El crecimiento sostenible y el decrecimiento sostenible

Debemos, pues, cambiar el simple objetivo de crecimiento económico en términos de PIB y enriquecerlo con consideraciones relativas al bienestar actual, al medio ambiente, al consumo de recursos naturales, a los sumideros de carbono y a las implicaciones de todo ello sobre el bienestar de generaciones futuras. La finalidad no debería ser adaptar la sociedad a las necesidades de la economía, como parece ser el patrón actual, sino adaptar la economía a las necesidades sociales y medioambientales.

Disponemos ya de avances tecnológicos que permiten hacer un uso más eficiente de la energía y los materiales. Sin embargo, se ha comprobado que la mejora en la eficiencia no ha sido suficiente para resolver los problemas ambientales, debido al incesante crecimiento de la producción y al denominado efecto rebote o paradoja de Jevons (por ejemplo, el uso de bombillas de bajo consumo acaba revirtiendo en un aumento en la intensidad con la que se iluminan los hogares). Se impone, pues, un cambio ideológico que contemple la innovación y la eficiencia, no como crecimiento en producción, sino en calidad de vida y en respeto al medio ambiente. En la medida que ello se consiga nos acercaríamos hacia un planteamiento de verdadero crecimiento sostenible o hacia otro de necesario decrecimiento sostenible.
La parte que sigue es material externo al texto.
PR #93, opened 2026-04-03
chore(ci): line up CI with fixes in safe-synthesizer repo

mckornfield:
* After doing some last minute release fixes for safe-synthesizer, this
brings in some of those changes

### DIFF
--- a/.github/workflows/release.yml
+++ b/.github/workflows/release.yml
@@ -112,7 +112,7 @@ jobs:
           fetch-depth: 0
 
       - name: Download wheel artifact
-        uses: actions/download-artifact@v4
+        uses: actions/download-artifact@v8
         with:
           name: nemo-anonymizer-${{ needs.publish-wheel.outputs.version }}
           path: dist/
@@ -129,6 +129,6 @@ jobs:
 
           gh release create "v${VERSION}" \
             dist/*.whl \
+            --generate-notes \
             --title "v${VERSION}" \
-            --notes-file CHANGELOG.md \
             $PRERELEASE_FLAG
--- a/.github/workflows/release.yml
+++ b/.github/workflows/release.yml
@@ -1,6 +1,15 @@
 # SPDX-FileCopyrightText: Copyright (c) 2025 NVIDIA CORPORATION & AFFILIATES. All rights reserved.
 # SPDX-License-Identifier: Apache-2.0
 
+# ---------------------------------------------------------------------------
+# Release: build wheel, publish to PyPI (or Test PyPI on dry-run), and
+# optionally create a GitHub release.
+#
+# Required repository secrets (Settings → Secrets and variables → Actions):
+#   TEST_PYPI_PERSONAL_TOKEN  – API token scoped to nemo-anonymizer on Test PyPI
+#   PYPI_PERSONAL_TOKEN       – API token scoped to nemo-anonymizer on PyPI
+# ---------------------------------------------------------------------------
+
 name: "Release NeMo Anonymizer"
 
 on:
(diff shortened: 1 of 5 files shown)


pyproject.toml
```diff
@@ -59,6 +59,7 @@ style = "pep440"
 packages = ["src/anonymizer"]
 
 [tool.uv]
+required-version = ">=0.5.0"
```
mckornfield, line 62: ideally we'd raise this. I'm on 0.9.14

.github/workflows/release.yml
```diff
@@ -20,34 +29,106 @@ on:
...
+    runs-on: ubuntu-latest
+    steps:
+      - name: Checkout at release ref
+        uses: actions/checkout@v6
+        with:
+          ref: ${{ inputs.release-ref }}
+          fetch-depth: 0
+
+      - name: Download wheel artifact
+        uses: actions/download-artifact@v4
```
lipikaramaswamy: should this be `actions/download-artifact@v8` ? https://github.com/actions/download-artifact

.github/workflows/release.yml
```diff
@@ -20,34 +29,106 @@ on:
...
+        run: |
+          PRERELEASE_FLAG=""
+          if echo "$VERSION" | grep -qE '(rc|alpha|beta|\.dev)'; then
+            PRERELEASE_FLAG="--prerelease"
+          fi
+
+          gh release create "v${VERSION}" \
+            dist/*.whl \
+            --title "v${VERSION}" \
+            --notes-file CHANGELOG.md \
```
lipikaramaswamy: This assumes the file exists at the release ref right? What happens at first release?

mckornfield: yeah I think this is kinda stupid. if it doesn't exist it just errors. In our repo it's like a blank file, so we just go in an edit it. I think we can make this just use `generate-release-notes` to start, and you can edit it if you want

mckornfield: I see you have one just like NSS does, but it's also just empty

mckornfield:
As a pre-req for running this pipeline, we need:

`TEST_PYPI_PERSONAL_TOKEN` and `PYPI_PERSONAL_TOKEN` added to secrets, which represent pypi tokens made by whoever is going to control the repo (could be a data-designer-team style one, or just a personal account tied to a person)

lipikaramaswamy:
> As a pre-req for running this pipeline, we need:
> 
> `TEST_PYPI_PERSONAL_TOKEN` and `PYPI_PERSONAL_TOKEN` added to secrets, which represent pypi tokens made by whoever is going to control the repo (could be a data-designer-team style one, or just a personal account tied to a person)

Got these in 
image

mckornfield:
Sweet... once this merges, the steps are:
(1) create the tag
(2) run the job with the tag as an input

image


We could follow up where just pushing the tag does the release too, and maybe sends it to test.pypi and regular pypi, but up to you. I don't love decoupling them but it was good while figuring things out

lipikaramaswamy (approved):
lgtm

.github/workflows/release.yml
lipikaramaswamy: hmm not on [main](https://github.com/NVIDIA-NeMo/Anonymizer)?

mckornfield: ah yeah, it must be in my local dir from some rebases haha
```
$ git status
On branch line-up-ci/mck
Untracked files:
  (use "git add <file>..." to include in what will be committed)
        CHANGELOG.md
        out.txt
```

El decrecimiento sostenible se puede definir como una reducción equitativa de la producción y el consumo (principalmente en las poblaciones con una huella ecológica superior a la admisible), de modo que aumente el bienestar humano y mejore las condiciones ecológicas, tanto en la esfera local como global, y tanto en el corto como en el largo plazo. Se debe tener presente que el consumo de recursos es excluyente, de modo que un aumento en el consumo de los países desarrollados reduce la cantidad de recursos disponibles, tanto para los países en desarrollo como para las generaciones futuras.

Del mismo modo que el crecimiento económico tradicional no implica necesariamente progreso humano, el crecimiento sostenible o el decrecimiento sostenible tampoco implican regresión en términos de bienestar, sino una oportunidad de aumentarlo. Eso sí, hay que entender el bienestar no como un concepto cuantitativo, basado en la acumulación de bienes materiales, sino como un concepto cualitativo, donde primen las relaciones humanas, el tiempo de ocio, la familia, la equidad y la justicia. Es en función de estos valores como debería sopesarse cualquier política o proyecto y no tanto en orden exclusivamente mercantilista.

La simplicidad voluntaria

Nuestra forma actual de vida empuja hacia el consumo y el derroche, pero ¿somos más felices por ello? En los primeros estadios del desarrollo, el crecimiento del PIB y del consumo van parejos con el incremento del bienestar. Sin embargo, una vez satisfecho un determinado nivel de necesidades, parece existir consenso entre economistas y psicólogos para afirmar que la felicidad y la calidad de vida colectiva dejan de ajustarse al incremento del PIB, especialmente cuando existen grandes diferencias en la distribución de la renta. Esta convicción se explica por el hecho de que el dinero (y la adquisición de bienes y servicios que permite) es solo un componente más de la felicidad, en la que existen otros muchos factores, como las relaciones familiares, la comunidad y los amigos, la salud, la propia carga genética, las relaciones laborales, el ambiente social externo y los valores personales hacia la vida. A partir de ciertos niveles, el aumento en términos de bonanza económica suele entrar en contradicción con el resto de componentes que conforman el bienestar. Bajo esta perspectiva, en muchos casos sería pertinente revisar el techo de nuestras necesidades, con el fin de reducir el trabajo que cuesta satisfacerlas. Es decir, consumir menos para dedicar menos tiempo al trabajo remunerado y vivir mejor.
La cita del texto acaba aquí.